P_t = sp.Piecewise((P0, t <= t_p), (0, True))
ltx(r"P(t) =", P_t)

\[ P(t) =\begin{cases} 4000 & \text{for}\: t \leq \dfrac{3}{10} \\0 & \text{otherwise} \end{cases} \]

Code

f_P = sp.lambdify(t, P_t, 'numpy')
t_vals = np.linspace(0, 1.0, 1000)
plt.plot(t_vals, f_P(t_vals), linewidth=2.5)
plt.xlabel(r"$t$ [s]"); plt.ylabel(r"$P(t)$ [N]")
plt.title("Push profile"); plt.grid(alpha=0.3)
plt.show()

Step 5 - Push phase: \(0 \le t \le t_p\)

During the push the acceleration is constant and given by \(a_x\) evaluated at \(P = P_0\).

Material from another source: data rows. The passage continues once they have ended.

PR #343, opened 2023-08-10
access request: update guest request payload

anikachurilova:
* add an overridable for the timeline header
* inject permissions prop
* closes https://github.com/inveniosoftware/invenio-rdm-records/issues/1395

NOTE: the permissions for request.payload updation should be handled in separate PR (this TODO https://github.com/inveniosoftware/invenio-requests/pull/343/files#diff-4b568e443f92c06d4ea44587cf21b1134cfaff1f5bf4ceb88076ae894c452f0fR44)
The task is already created: https://github.com/inveniosoftware/invenio-rdm-records/issues/1402

### DIFF
--- a/invenio_requests/assets/semantic-ui/js/invenio_requests/requestsAppInit.js
+++ b/invenio_requests/assets/semantic-ui/js/invenio_requests/requestsAppInit.js
@@ -12,12 +12,20 @@ import {
 import { i18next } from "@translations/invenio_requests/i18next";
 import React from "react";
 import ReactDOM from "react-dom";
+import { overrideStore } from "react-overridable";
+import { InvenioRequestsApp } from "./InvenioRequestsApp";
 import {
   RequestAcceptButton,
   RequestCancelButton,
   RequestDeclineButton,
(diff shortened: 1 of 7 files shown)


invenio_requests/assets/semantic-ui/js/invenio_requests/requestsAppInit.js
```diff
@@ -72,12 +74,17 @@ const overriddenComponents = {
...
+for (const [key, value] of Object.entries(overriddenComponents)) {
+  overrideStore.add(key, value);
+}
+
 ReactDOM.render(
   <InvenioRequestsApp
     request={request}
     defaultQueryParams={defaultQueryParams}
-    overriddenCmps={overriddenComponents}
+    overriddenCmps={overrideStore.getAll()}
```
ntarocco, line 85: I would not do that to avoid, I am not sure in which case, replacing an already defined id in the global store.
We should prefer the pattern:
```
{ ...defaultComponents, ...overriddenComponents },
```
instead.

ntarocco (approved):

PR #348, opened 2023-08-18
wip: added administration panel ui skeleton

alejandromumo:
closes https://github.com/inveniosoftware/invenio-requests/issues/347

# Important (from Karolina):

verify https://github.com/inveniosoftware/invenio-requests/pull/348/files#r1319860338

# Archive comments (Manuel):
This is the first iteration of the UI.

Implemented:

- View registration
- Approve / Block button and actions (HTTP request is executed when the buttons are clicked)
- Basic search / facets functionalities

Missing:
 - Missings facets
 - Missing user information on the list, like `user.email` (maybe we can use `?expand=True`)
 - Many other things :)

Below some ideas on how to address the missing parts (tested locally):

- User information can be retrieved by querying the requests resource using the parameter `expand=true`. E.g:

```python
    # invenio_requests.administration.user_moderation.user_moderation.py
    def get_api_endpoint(self):
        """Get search API endpoint.

        Filters only 'user-moderation' requests.
        """
        ...
        if not self.api_endpoint.startswith(api_url_prefix):
            return f"{api_url_prefix}{slash_tpl}{self.api_endpoint}?expand=true&q={filter_q}"
```

If the `User` entity should expand with more information, it should be implemented in its entity resolver ([here](https://github.com/inveniosoftware/invenio-users-resources/blob/master/invenio_users_resources/entity_resolvers.py#L61))

Moreover, the `topic`  field is not expandable right now. It must be enabled in `invenio-requests`:

```python
     # invenio_requests.services.requests.service.py
    @property
    def expandable_fields(self):
        """Get expandable fields."""
        return [
            EntityResolverExpandableField("created_by"),
            EntityResolverExpandableField("receiver"),
            EntityResolverExpandableField("topic"),
        ]
```

Then enable it in the administration view:

```python
    # invenio_requests.administration.user_moderation.user_moderation.py
    item_field_list = {
        "id": {
            "text": "ID",
            "order": 1,
        },
        "expanded.topic.email": {"text": "Email", "order": 5},  # like this
        "created": {"text": "Created", "order": 2},
        "updated": {"text": "Updated", "order": 3},
        "is_open": {"text": "Open", "order": 4},
    }
```

There is an issue with with `GroupProxy` (entity resolvers too), the following method is missing there (otherwise it fails while expanding):

```python
    def ghost_record(self, value):
        """Return default representation of not resolved group."""
        return {}
```


kpsherva:
Screenshot 2023-09-04 at 19 30 36

invenio_requests/services/requests/service.py
```diff
@@ -58,6 +58,8 @@ def expandable_fields(self):
         return [
             EntityResolverExpandableField("created_by"),
             EntityResolverExpandableField("receiver"),
+            # TODO to be verified
+            EntityResolverExpandableField("topic"),
```
kpsherva, line 62: I find this a bit controversial, since I it could open a path to resolving restricted records as topic of a request, however, without this we won't be able to see the user (which is under the topic in moderation requests)

slint: I agree, it's a bit touchy, since different request types, might hold heavier or even restricted information... Is there any request-type-specific service schema permissions-based filtering that happens afterwards?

The box starts from rest, \(x(0) = 0\) and \(\dot x(0) = 0\), so a single integration gives the velocity and a second gives the position.

Code

a1 = a_x_sym.subs(vals).subs(P, P0)
x = sp.Function('x')
ode1 = sp.Eq(x(t).diff(t, 2), a1)
sol1 = sp.dsolve(ode1, x(t), ics={x(0): 0, x(t).diff(t).subs(t, 0): 0})
x1 = sp.simplify(sol1.rhs)
v1 = sp.simplify(x1.diff(t))

ltx(r"a_{x,1} &=", a1.evalf(4),
    r"\\ x_1(t) &=", x1.evalf(4),
    r"\\ v_1(t) &=", v1.evalf(4), aligned=True)

\[ \begin{aligned}a_{x,1} &=77.05\\ x_1(t) &=38.53 t^{2}\\ v_1(t) &=77.05 t\end{aligned} \]

The position grows quadratically and the velocity linearly, exactly as we expect for constant acceleration. At the moment the push ends, \(t = t_p\), the box has reached

Code

x_p = sp.simplify(x1.subs(t, t_p))
v_p = sp.simplify(v1.subs(t, t_p))
ltx(r"x_1(t_p) &=", x_p.evalf(4), r"\\ v_1(t_p) &=", v_p.evalf(4), aligned=True)

\[ \begin{aligned}x_1(t_p) &=3.467\\ v_1(t_p) &=23.12\end{aligned} \]

Step 6 - Glide phase: \(t > t_p\)

After the push is released only friction acts on the box, and the acceleration is the negative constant \(-\mu_k g\) (the only horizontal force is friction, since \(N = mg\) once \(P = 0\)). The initial conditions for this phase come from where the push phase ended: position \(x_1(t_p)\) and velocity \(v_1(t_p)\).

Code

a2 = a_x_sym.subs(vals).subs(P, 0)
ode2 = sp.Eq(x(t).diff(t, 2), a2)
sol2 = sp.dsolve(ode2, x(t), ics={x(t_p): x_p, x(t).diff(t).subs(t, t_p): v_p})
x2 = sp.simplify(sol2.rhs)
v2 = sp.simplify(x2.diff(t))

ltx(r"a_{x,2} &=", a2.evalf(4),
    r"\\ x_2(t) &=", x2.evalf(4),
    r"\\ v_2(t) &=", v2.evalf(4), aligned=True)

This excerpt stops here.